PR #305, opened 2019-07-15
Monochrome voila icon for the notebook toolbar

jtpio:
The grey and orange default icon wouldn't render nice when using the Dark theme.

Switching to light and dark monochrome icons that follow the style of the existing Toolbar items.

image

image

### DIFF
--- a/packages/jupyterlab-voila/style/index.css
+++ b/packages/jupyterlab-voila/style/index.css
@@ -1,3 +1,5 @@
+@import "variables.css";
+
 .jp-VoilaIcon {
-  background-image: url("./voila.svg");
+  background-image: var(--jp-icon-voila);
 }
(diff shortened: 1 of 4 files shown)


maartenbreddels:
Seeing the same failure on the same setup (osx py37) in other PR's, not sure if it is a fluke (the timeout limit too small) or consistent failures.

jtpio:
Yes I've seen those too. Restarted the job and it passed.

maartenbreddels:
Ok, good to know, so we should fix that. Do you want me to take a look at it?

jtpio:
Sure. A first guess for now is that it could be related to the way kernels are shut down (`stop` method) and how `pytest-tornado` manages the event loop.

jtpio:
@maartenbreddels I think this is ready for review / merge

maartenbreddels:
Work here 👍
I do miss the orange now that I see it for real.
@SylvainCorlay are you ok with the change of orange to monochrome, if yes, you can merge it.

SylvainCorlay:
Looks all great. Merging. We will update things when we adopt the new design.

————————

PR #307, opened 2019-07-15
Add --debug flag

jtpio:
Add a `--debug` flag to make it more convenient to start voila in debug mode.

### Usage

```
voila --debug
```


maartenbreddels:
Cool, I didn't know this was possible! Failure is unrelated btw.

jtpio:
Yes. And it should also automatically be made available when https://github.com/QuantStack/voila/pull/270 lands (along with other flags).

————————

_Exercise requirements_
Only lines containing the string "should" belong in the answer; find them in the data above and copy them.

_Task solution_
Ok, good to know, so we should fix that. Do you want me to take a look at it?
Yes. And it should also automatically be made available when https://github.com/QuantStack/voila/pull/270 lands (along with other flags).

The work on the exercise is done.